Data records
◆ ◆ ◆ ◆

PR #346, opened 2020-10-28
Add option to disable showing scratch windows in overview.

### LINKED ISSUE #340: Hide scratch windows in overview
Is it possible to hide scratch windows in the GNOME activities overview? It feels weird to have the windows follow me through every workspace, and they take up a lot of space in the overview. I don't see the point of them being there, when you can just bring the entire scratch layer to the front at any time to see what windows are in it.

Thank you so much for this extension, its really amazing and I've gotten such a great setup now on GNOME.

Pacman99:
Closes #340 

This reworks the scratch in overview option as a drop down menu that lets the user choose between never, always, or only showing scratch windows in overview. 

To track the 'never' option, I added a boolean setting 'disable-scratch-in-overview'. The existing 'only-scratch-in-overview' is used to track the 'only' option. If both are set to true, which can only be done manually, the default is only showing scratch windows.

I'm using this on gnome 3.36, so I'm not sure what changes are necessary for 3.38. But I think the GUI and settings logic could be useful either way.


hedning:
Nice, the menu selection makes a lot of sense.

Will hopefully work in 3.38 (been a slow poke upgrading this cycle, so don't have reliable access at the moment).

PR #353, opened 2020-11-29
fix workspace-label border

christopher-l:
Removes small bottom border on workspace label that is visible when not covered by the top bar (especially on multi-monitor setups).

Before:
image

After:
image


hedning:
Cheers, haven't seen that artifact, but I don't use multi monitor setups much, and commit makes sense.

PR #358, opened 2020-12-20
Add "StackUnstack" action in Examples.

mrspikeroot:
If the focused window is not stacked, it stacks it at the bottom of an adjacent column
If the focused window is stacked, it moves it out into its own column.


mrspikeroot:
This demonstrates a different way to manage pulling windows in and out of stacked columns.

hedning:
Cheers 😊

PR #360, opened 2020-12-23
Fix/worspace switching glitch

christopher-l:
I experience a bug on a two-monitor setup when directly jumping to workspaces (either by using a keybinding or when clicking on notifications) that lie on the monitor that is not currently active:
image
Moving the cursor in this state to the second monitor causes further glitching of workspaces an windows.

The bug can be reproduced quite reliably by doing the following:
- Have open windows on workspaces 1 to 4
- Restart Gnome Shell (<kbd>Alt</kbd> + <kbd>F2</kbd>, <kbd>r</kbd>, <kbd>Enter</kbd>)
  > workspace 1: visible on monitor 1
  > workspace 2: visible on monitor 2
  > workspace 3: on monitor 1
  > workspace 4: on monitor 1
- Go to monitor 2 and switch to workspace 4 using <kbd>Super</kbd>+<kbd>Above_Tab</kbd>
  > workspace 1: visible on monitor 1
  > workspace 2: on monitor 2
  > workspace 3: on monitor 1
  > workspace 4: visible on monitor 2
- Now switch workspaces directly using keyboard shortcuts assigned to "Switch to workspace x" in Settings
  - switch to workspace 1
  - switch to workspace 2
  - switch to workspace 3

I don't completely understand the involved code, but I could eliminate the bug with the first commit in this pull request.

-----

The second commit changes the behavior when switching workspaces on the active monitor. Before, switching, e.g., from workspace 1 to workspace 5 would trigger an animation that scrolls quickly past all workspaces in-between on the same monitor, adding a lot of visual clutter. This commit makes it use the same more subtle animation that appears when switching to a workspace on another monitor. There appear to be some situations in which this animation is not performed correctly (happened before when switching to another monitor as well), but I cannot reproduce this reliably.

### DIFF
--- a/tiling.js
+++ b/tiling.js
@@ -1588,6 +1588,8 @@ class Spaces extends Map {
             // Only start an animation if we're moving between workspaces on the
             // same monitor
             this._initWorkspaceSequence();
+        } else {
+            this.selectedSpace.setMonitor(this.selectedSpace.monitor, false);
         }
 
         this.stack = this.stack.filter(s => s !== toSpace);
@@ -1995,6 +1997,8 @@ class Spaces extends Map {
             return;
         }
 
+        this._updateMonitor();
+
         Tweener.addTween(to.actor,
                          { x: 0,
                            y: 0,
@@ -2019,6 +2023,14 @@ class Spaces extends Map {
             above = above.get_next_sibling();
         }
 
+    }
+
+    _updateMonitor() {
+        let monitorSpaces = this._getOrderedSpaces(this.selectedSpace.monitor);
+        let currentMonitor = this.selectedSpace.monitor;
+        monitorSpaces.forEach((space, i) => {
+            space.setMonitor(currentMonitor, false);
+        });
     }
 
     addSpace(workspace) {


hedning:
Cheers for tracking down and fixing  :)

The multi monitor code is indeed a bit obtuse and messy unfortunately (and neither me nor @olejorgenb really use a multi monitor setup much). 

I'll try to take some time to test your fix and go through the code again soon, so I'll have a better handle on what's actually wrong.

The sequence vs. most recently used animation commit should probably be split into another commit though :) While it's a bit swooshy when going to through several workspaces my impression is that it's a preferred default. 

Thanks again for contributing, will try to merge soon :)

christopher-l:
> The sequence vs. most recently used animation commit should probably be split into another commit though :) While it's a bit swooshy when going to through several workspaces my impression is that it's a preferred default.

I see. Should I remove  https://github.com/paperwm/PaperWM/pull/360/commits/59c5652dcd473a22b2d906585c5658e4f5fd6466 from the pull request?

hedning:
Yeah, I'm open to be convinced changing the animation, but it doesn't really fit this pr.

hedning:
OK, I'll just merge and try to figure out the underlying cause later :)

christopher-l:
Thanks ^^
You will probably find some things to improve, but this made working with the PaperWM a whole lot easier for me for the moment.

Issue #318, opened 2020-06-29
Small offset on workspace name


Natchuz:
This small visual bug appears all workspaces except on the first you see after launching Gnome. It's also visible when cycling, that mentioned workspaces have their names a little bit moved. However I was not able to take example screenshot, since it's impossible capturing when holding super key. This bug happens currently on Fedora 32, Gnome 3.36.3. I also noticed this bug, before I moved to Fedora, on Ubuntu 19.10 (I don't remember which Gnome version it was).
After quick extension re-enable, bug dissapears.

![Screenshot from 2020-06-29 19-25-37](https://user-images.githubusercontent.com/30700722/86036561-609f1b00-ba3e-11ea-946c-3d68c3b085c0.png)

hedning:
Right, I've noticed this when launching nested gnome-shell, on secondary monitors.

Are you seeing this with only a single monitor and are you seeing it on wayland or x11?

Natchuz:
Normally I use one monitor, so I plugged second cable and it still happens on both outputs, no matter if it's x11 or wayland.

christopher-l:
For me, this happens when new workspaces are added dynamically ("Dynamic Workspaces" activated).

jtaala:
Hey all, this shouldn't happen on recent supported versions of PaperWM (e.g. on `develop`, `release`, or on PaperWM installed via https://extensions.gnome.org/extension/6099/paperwm/).

Let me know if anyone is still seeing this, otherwise will close this issue in a few weeks or so.

christopher-l:
Looks good to me now.

jtaala:
> Looks good to me now.

Thanks @christopher-l.

PR #361, opened 2020-12-23
Add options to isolate monitors and hide empty spaces

christopher-l:
This adds two options to the "Toggles" section of the extension settings:
image
The options change the behavior when switching workspaces by stack using e.g. <kbd>Super</kbd>+<kbd>Above_Tab</kbd>.

### Isolate Monitors
I use a multi-monitor setup and tend to leave workspaces assigned to a given monitor. <kbd>Super</kbd>+<kbd>Above_Tab</kbd> is the quickest way to switch recent workspaces, but often I end up switching to a workspace that was assigned to another monitor by mistake, switching to the wrong workspace *and* assigning the workspace the wrong monitor. Showing only workspaces that belong to the active monitor avoids this kind of mistake. 

### Hide Empty Spaces
At the moment, I use 10 static workspaces. Showing all of them in the recent-workspaces switcher adds a lot of clutter and makes it hard to find workspaces, that actually have windows on them. Additionally, selecting an empty workspace from the recent-workspaces switcher is almost never what I want to do. When I want an empty workspace, I can still get to one by using the ordered-workspace switcher, by selecting it directly using a shortcut, or assign a shortcut especially for going to an empty workspace.

## Considerations
This pull request solves my problems, but one could consider a few changes:
- Make some of these options default instead of having toggles
- Find a better category in the settings widget / make the effect of the settings clearer
- Add an option to show only a single empty workspace in the switcher
- Apply settings also to the ordered-workspace switcher

I don't have a good idea which of the proposed changes might be useful, but I'm happy to adapt the pull request if needed.


hedning:
Yep, isolating workspaces for super+above_tab is  probably worth an option :+1: And might be a good default when we support moving workspaces between monitors better in the future.

I think a better default solution for the empty workspace is  __always__ sorting empty spaces below populated ones, this is a simple change that doesn't suffer hiding things from the user. In general we do try to limit the amount of options as it adds a fair bit of complexity in testing and maintenance. So I strongly prefer behavior that works well as default and gets out of your way.

Hope that makes :)

christopher-l:
> And might be a good default when we support moving workspaces between monitors better in the future.

For me, a [custom keybinding](https://github.com/christopher-l/dotfiles/blob/5f610b782105335e15aca9b20481a3e360b4ff2f/config/paperwm/user.js#L108-L136) works quite well for thits. I found that there are situations, where I like the current behavior with workspaces from all monitors being shown, though.

> I think a better default solution for the empty workspace is always sorting empty spaces below populated ones

That would definitely help. For now, I would still prefer to only show a single empty workspace, but this wouldn't be a problem with dynamic workspaces. Currently, mainly https://github.com/paperwm/PaperWM/issues/318 keeps me from using that.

◆ ◆ ◆ ◆

ASSIGNED TASK
From the entries, report each line that includes the word "switcher".

SOLUTION BELOW
At the moment, I use 10 static workspaces. Showing all of them in the recent-workspaces switcher adds a lot of clutter and makes it hard to find workspaces, that actually have windows on them. Additionally, selecting an empty workspace from the recent-workspaces switcher is almost never what I want to do. When I want an empty workspace, I can still get to one by using the ordered-workspace switcher, by selecting it directly using a shortcut, or assign a shortcut especially for going to an empty workspace.
- Add an option to show only a single empty workspace in the switcher
- Apply settings also to the ordered-workspace switcher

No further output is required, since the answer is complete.